Ночь в Шариньильском лесу | страница 3



– Ну что, Мартен? Опрокинем изменников?

– Конечно, Луи. Как же иначе? – я поправил немного сместившийся кавалерийский палаш на поясе. – У изменников пятьдесят три тысячи добровольцев, способных только петь «Марсельезу», и деморализованные войска, предавшие Людовика. А кроме нас, тут сорокапятитысячная австро-прусская армия. Непобедимая, прошу заметить. По крайней мере, так говорят сами пруссаки.

– Добровольцы? – Жерар, находившийся слева от меня, громко фыркнул. – Этими добровольцами командует Дюмурье, и у него гора орудий. Что будет с распрекрасными и разряженными как на парад войсками, когда они попадут под картечь, штурмуя проклятую высоту?
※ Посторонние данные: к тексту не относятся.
PR #1087, opened 2023-12-27
1073 enable date/time pattern selection through ColumnSettings

junaidzm13:
- converges date and time column types to one unified date/time type, consistent
  with how some major programming languages handles datetime.
- date/time pattern selection is only available for columns with "date/time" type.
- changes DateTimePattern to be an object instead of strings to enable
  simultaneous selection of both date and time patterns.
- also moves DateTimeColumnDescriptor to vuu-table-types package for consistency.

### DIFF
--- a/vuu-ui/packages/vuu-table-extras/src/column-formatting-settings/ColumnFormattingPanel.tsx
+++ b/vuu-ui/packages/vuu-table-extras/src/column-formatting-settings/ColumnFormattingPanel.tsx
@@ -1,7 +1,6 @@
 import {
   ColumnDescriptor,
   ColumnDescriptorCustomRenderer,
-  ColumnTypeFormatting,
   ColumnTypeRendering,
 } from "@finos/vuu-table-types";
 import { Dropdown, SingleSelectionHandler } from "@finos/vuu-ui-controls";
@@ -11,23 +10,22 @@ import {
   getCellRendererOptions,
   getConfigurationEditor,
   isColumnTypeRenderer,
-  isDateTimeColumn,
   isTypeDescriptor,
 } from "@finos/vuu-utils";
 import { FormField, FormFieldLabel } from "@salt-ds/core";
 import cx from "clsx";
 import { HTMLAttributes, useCallback, useMemo } from "react";
-import { NumericFormattingSettings } from "./NumericFormattingSettings";
-import { DateTimeFormattingSettings } from "./DateTimeFormattingSettings";
+import { BaseNumericFormattingSettings } from "./BaseNumericFormattingSettings";
+import { LongTypeFormattingSettings } from "./LongTypeFormattingSettings";
 import { FormattingSettingsProps } from "./types";
 
 const classBase = "vuuColumnFormattingPanel";
 
 export interface ColumnFormattingPanelProps
-  extends HTMLAttributes<HTMLDivElement> {
+  extends HTMLAttributes<HTMLDivElement>,
+    FormattingSettingsProps {
   availableRenderers: CellRendererDescriptor[];
   column: ColumnDescriptor;
-  onChangeFormatting: (formatting: ColumnTypeFormatting) => void;
   onChangeRendering: (renderProps: ColumnTypeRendering) => void;
 }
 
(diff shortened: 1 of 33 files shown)


junaidzm13:
Here's how the UI looks:

Screenshot 2023-12-27 at 8 02 08 PM

Screenshot 2023-12-27 at 8 02 43 PM

vuu-ui/packages/vuu-utils/src/date/types.ts
```diff
@@ -21,6 +32,8 @@ const isTimePattern = (pattern: string): pattern is TimePattern =>
   supportedTimePatterns.includes(pattern as TimePattern);
 
 export const isDateTimePattern = (
-  pattern?: string
+  pattern?: ColumnTypeFormatting["pattern"]
```
heswell, line 35: All good, just feels a bit verbose to me.
How do you feel about just letting the nulls/undefined flow through

```
const isDatePattern = (pattern?: string): pattern is DatePattern =>
  supportedDatePatterns.includes(pattern as DatePattern);

const isTimePattern = (pattern?: string): pattern is TimePattern =>
  supportedTimePatterns.includes(pattern as TimePattern);

export const isDateTimePattern = (
  pattern?: ColumnTypeFormatting["pattern"]
): pattern is DateTimePattern =>
  isDatePattern(pattern?.date) || isTimePattern(pattern?.time);
```

vuu-ui/packages/vuu-table-extras/src/column-formatting-settings/ColumnFormattingPanel.tsx
```diff
@@ -112,7 +104,7 @@ export const ColumnFormattingPanel = ({
       <div
         className={cx(classBase, className, `${classBase}-${serverDataType}`)}
       >
-        {contentForType}
+        {formattingSettingsForType}
```
heswell, line 107: yup, better name

vuu-ui/packages/vuu-table-extras/src/column-formatting-settings/ColumnFormattingPanel.tsx
```diff
@@ -123,3 +115,20 @@ export const ColumnFormattingPanel = ({
     </div>
   );
 };
+
+function formattingSettingsByColType(props: FormattingSettingsProps) {
+  const { column } = props;
+
+  if (isDateTimeColumn(column)) {
```
heswell, line 122: somewhere we ought to warn the user if they do something invalid, like assigning a date/time type to a column with a serverDatatype that is not `long`.  This is part of the weird dissonance arising out of the fact that we're mixing server assigned data types and client side config.

Maybe we ignore for now and assume we'll fix all this when we overhaul the metadata sent by server.

vuu-ui/packages/vuu-table-extras/src/column-formatting-settings/ColumnFormattingPanel.tsx
```diff
@@ -123,3 +115,20 @@ export const ColumnFormattingPanel = ({
...
+    return <DateTimeFormattingSettings {...props} column={column} />;
```
heswell, line 123: This is good but there's still a gap in functionality. We're showing the data/time config settings if the column has already been configured as a 
date/time type. But the config settings panel should be where we can actually assign date/time as the type to a column of type `long`

I see two possibilities

1) we populate the renderer dropdown with an alternative to the 'default long renderer', we add a 'default date/time' renderer. This would assign the date/time type to a `long` column.
technically we're not actually implementing a renderer, just a formatter.

2) We add an additional UI item, to allow toggle on a long column, so user can pick between `number` or `date/time` When thet switch to date/time, we render the new settings

wdyt ?

heswell (changes requested):
all looks good. Need to add the ability to switch a long to data/time in the settings panel.
I'd suggest adding a few date and time columns to `instruments-extended` in the test data package) Thats where we added stuff to test the boolean columns  - I extracted these to instruments-extended rather than leave them in instruments  when I realized later that the extra columns broke some existing stuff. Now that instruments-extended isd a separate table, we can add anything we want. 
If you view it in Tables/SIMUL/InstrumentsExtended in showcase, you can bring up the ColumnSettings -

vuu-ui/packages/vuu-table-extras/src/column-formatting-settings/ColumnFormattingPanel.tsx
junaidzm13: Yeah that's true. To me the second option sounds better (though the first one seems easier to implement, second might need passing down a separate action handler for handling type change).

Mixing up renderers with formatters could end up confusing devs, and it could also be harder for the users to navigate in case we have many renderers.

junaidzm13:
This is how the table/settings look:

heswell (approved):
looks good, plus tested it locally

PR #1095, opened 2024-01-03
#1096 add lint and typecheck to test-ui CI/CD workflow

junaidzm13:
##### add lint and typecheck to test-ui CI/CD workflow

- Our current CI/CD workflow is unable to catch any linting or typecheck errors. Adding these checks will help catch them before they are committed into main.
- This change also defines a new action `setup-vuu-ui` which abstracts away common steps for ui jobs leading to better modularity and reusability.

##### fix eslint related errors
- eslint will ignore inlined-worker.js since its auto-generated.
- lint script to also include .ts,.tsx files.
- for now I've changed `@typescript-eslint/no-unused-vars` to only emit a warning as there are quite a few places where this rule is violated. Fixing all those with this MR would result in quite a big change.
- we can do a separate follow-up change to fix all those and then revert to emitting errors for unused vars.

##### fix path casing for Tooltip.examples.tsx


heswell (approved):
some of the bits in here (like the commented out sections in chrome-devtools piece) were left in deliberately, but I think lets get rid of all the junk, it's all in git if we ever need it.

Nice to start the new year with a. cleanup

Issue #1074, opened 2023-12-11
Add Date filtering capability to FIlters


heswell:
This is blocked pending completion of the Filterbar and FilterClauseEditor components. Should be ready, with full set of tests,  in about one week.
Details to follow

heswell:
More work has been done on filters, not uyet 100% but they are now much more usable. A first set of cypress tests is now in place as well. To be much expanded, but its a start.

The usage of Salt components has been refactored so that we now only consume components from the salt `core` library , none from the salt `labs` library. `core` are the components that are considered to be production ready.

This leaves us with a dilemma wrt to a datpicker/data range picker, both of which I imagine we will need for comprehensive date handling in filters. THere is no data picker yet in Salst. ( there will be, also a data range picker, but not for some time).

There is a feature complete calendar control, in `labs`

I would suggest we fork the calendar control, add it to vuu-ui-controls. Use DropdownBase to build our own date picker and date range picker. Then we can either

1) adopt salt verisons whern these are available in `core`
2) contribute our components back to salt.

PR #1106, opened 2024-01-08
#1074 add DatePicker & DateRangePicker components (first-cut)

junaidzm13:
Summary of changes:
- fork /calendar dir from salt-ds to vuu-ui-controls
- make forked calendar component work with vuu
  - fixes imports that were no longer valid
  - adds missing `salt-ds/icons` package to vuu-ui-controls
  - fixes linting errors
  - fixes an alignment issue with the calendar
  - fixes issues with css module imports -> I've reverted to importing css directly and relying on classes for the styles to take effect. Same as what we do elsewhere in VUU.
- add DatePicker and DateRangePicker components

### DIFF
--- a/vuu-ui/packages/vuu-ui-controls/package.json
+++ b/vuu-ui/packages/vuu-ui-controls/package.json
@@ -11,6 +11,7 @@
   },
   "dependencies": {
     "@salt-ds/core": "1.13.2",
+    "@salt-ds/icons": "1.9.1",
     "@finos/vuu-data-types": "0.0.26",
     "@finos/vuu-table-types": "0.0.26",
     "@finos/vuu-layout": "0.0.26",
--- a/vuu-ui/packages/vuu-ui-controls/src/calendar/internal/CalendarNavigation.tsx
+++ b/vuu-ui/packages/vuu-ui-controls/src/calendar/internal/CalendarNavigation.tsx
@@ -1,0 +1,293 @@
+import {
+  Button,
+  ButtonProps,
+  makePrefixer,
+  Tooltip,
+  useId,
+} from "@salt-ds/core";
+import { ChevronLeftIcon, ChevronRightIcon } from "@salt-ds/icons";
+import { clsx } from "clsx";
+import {
+  ComponentPropsWithRef,
+  forwardRef,
+  MouseEventHandler,
+  SyntheticEvent,
+} from "react";
+import { Dropdown, DropdownProps } from "../../dropdown";
+import { ListItem, ListItemType } from "../../list";
+
+import { useCalendarContext } from "./CalendarContext";
+
+import calendarNavigationCss from "./CalendarNavigation.css";
+import { DateValue, isSameMonth, isSameYear } from "@internationalized/date";
+import { formatDate, monthDiff, monthsForLocale } from "./utils";
+import { SelectionChangeHandler } from "../../common-hooks";
+import { useWindow } from "@salt-ds/window";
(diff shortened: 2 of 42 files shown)


junaidzm13:
How the components look:

Screenshot 2024-01-08 at 7 57 05 PM
Screenshot 2024-01-08 at 7 56 41 PM

vuu-ui/packages/vuu-ui-controls/src/date-picker/DatePicker.css
```diff
@@ -0,0 +1,23 @@
+.vuuPortal {
+  z-index: calc(var(--salt-zIndex-flyover) + 1);
```
junaidzm13, line 2: Should we use popper's z-index for salt-ds tooltips?

salt-ds tooltip uses `--saltTooltip-zIndex` (which is not specified in vuu) or otherwise falls back to `--salt-zIndex-flyover`.

Was thinking if instead we should set `--saltTooltip-zIndex` to vuu popper's z-index? Wdyt?

vuu-ui/packages/vuu-ui-controls/package.json
```diff
@@ -11,6 +11,7 @@
   },
   "dependencies": {
     "@salt-ds/core": "1.13.2",
+    "@salt-ds/icons": "1.9.1",
```
heswell, line 14: I don't think we need to specify this as a dependency. It's already a dependency of salt core.
We never want to user these directly ourselves. 
In fact, these icons are a bit of a headache, we don't really want to use Salt icons, we would rather use our own. Thats easy with the way we specify icons (in css) but not easy with salt componnets as they ship them as react components.

In our theme CSS you will finsd this

```
 .saltIcon {
    display: none;
} 
```

vuu-ui/packages/vuu-ui-controls/src/calendar/internal/CalendarNavigation.tsx
```diff
@@ -0,0 +1,284 @@
...
+  MouseEventHandler,
+  SyntheticEvent,
+} from "react";
+import { Dropdown, DropdownProps } from "../../dropdown";
+import { ListItem, ListItemType } from "../../list";
+
+import { useCalendarContext } from "./CalendarContext";
+
+import "./CalendarNavigation.css";
+import { DateValue, isSameMonth, isSameYear } from "@internationalized/date";
```
heswell, line 22: interesting. I assumed there would probably be a third party library for date manipulation. I didn't know this one , but I'm sure there was good reason for choosing it. I'll have to famikliarise myself with it

vuu-ui/packages/vuu-ui-controls/src/date-picker/types.ts
```diff
@@ -0,0 +1,25 @@
...
+  ZonedDateTime,
+} from "@internationalized/date";
+import { CalendarProps } from "../calendar/Calendar";
+import { RangeSelectionValueType } from "../calendar";
+
+export type PickerSelectionType = DateValue | RangeSelectionValueType;
+
+export interface BaseDatePickerProps<T = PickerSelectionType>
+  extends Pick<CalendarProps, "hideOutOfRangeDates" | "hideYearDropdown"> {
+  onSelectedDateChange: (selected: T) => void;
```
heswell, line 14: probably good to keep APIs as similar as possible across form controls, so this could be just onSelectionChange to match list, dropdown,  combobox etc

heswell (approved):

PR #1117, opened 2024-01-11
#1074 fix bugs in FilterBar

junaidzm13:
- fixes a bug that crashes the app when a user tries editing an existing filter. Cause: we try finding the edited filter in `filters state` by reference but the reference has already been changed since `editFilter` is itself a state and hence the reference changes on every set.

– Под картечь?! В таком тумане?! – неунывающий Луи засмеялся, откинувшись в седле. – Да, канониры дальше дула пушки ничего не увидят! А на счет Дюмурье, когда мы победим, то посадим его вместо короля в замок Тампаль.

– В Бастилию его надо, в Бастилию! – поддержали откуда-то сзади.

– Какая Бастилия, любезные дворяне? Ее снесли еще при Учредительном собрании! – в голосе Жерара проскользнула горечь. Брат барона погиб во время обороны Бастилии, чернь просто разорвала несчастного на куски голыми руками. Страшная смерть.

– А жаль, жаль. Бастилия нам бы после победы пригодилась, – ответил кто-то из рядов двигающейся шагом кавалерии роялистов. Все знали, что Бастилии уже нет, но старых словечек сложно избавиться. Кто мог знать, что грозная и неприступная крепость-тюрьма рухнет в одночасье? А вместе с ней рухнет и монархия вместе со всей Францией?

Туман был все таким же густым, и мне приходилось только предполагать, каково расстояние до позиций противника. Очень не хотелось попадать под картечь орудий. Так я себе объяснял свою трусость, хотя правда была в другом. В регулярных войсках, перешедших на сторону новой Франции, оказалось слишком много дворян. Моих знакомых, друзей, наконец! И сражаться против них… Я честно боялся, что рука, повенчанная в сегодняшней битве с тяжелым прусским палашом, дрогнет. Не все добровольно предали короля. У многих семьи взяты в заложники, а после сентябрьской резни, которую чернь устроила аристократам, никто не сомневался, что станет с заложниками, если вынужденные воевать отцы, мужья и братья дрогнут. Национальная гвардия четко следила за интересами Конституции и отравляла на гильотину всех без разбору.

– Кстати, любезные! – Луи обратился ко всем, кто мог слышать его в свалившихся на землю облаках. – Не советую сдаваться в плен. Мы теперь контрреволюционеры и эмигранты, вернувшиеся, чтобы спасти монархию и нашего славного Людовика с семьей! Поэтому враги с удовольствием отправят всех сдавшихся на гильотину на потеху всему Парижу.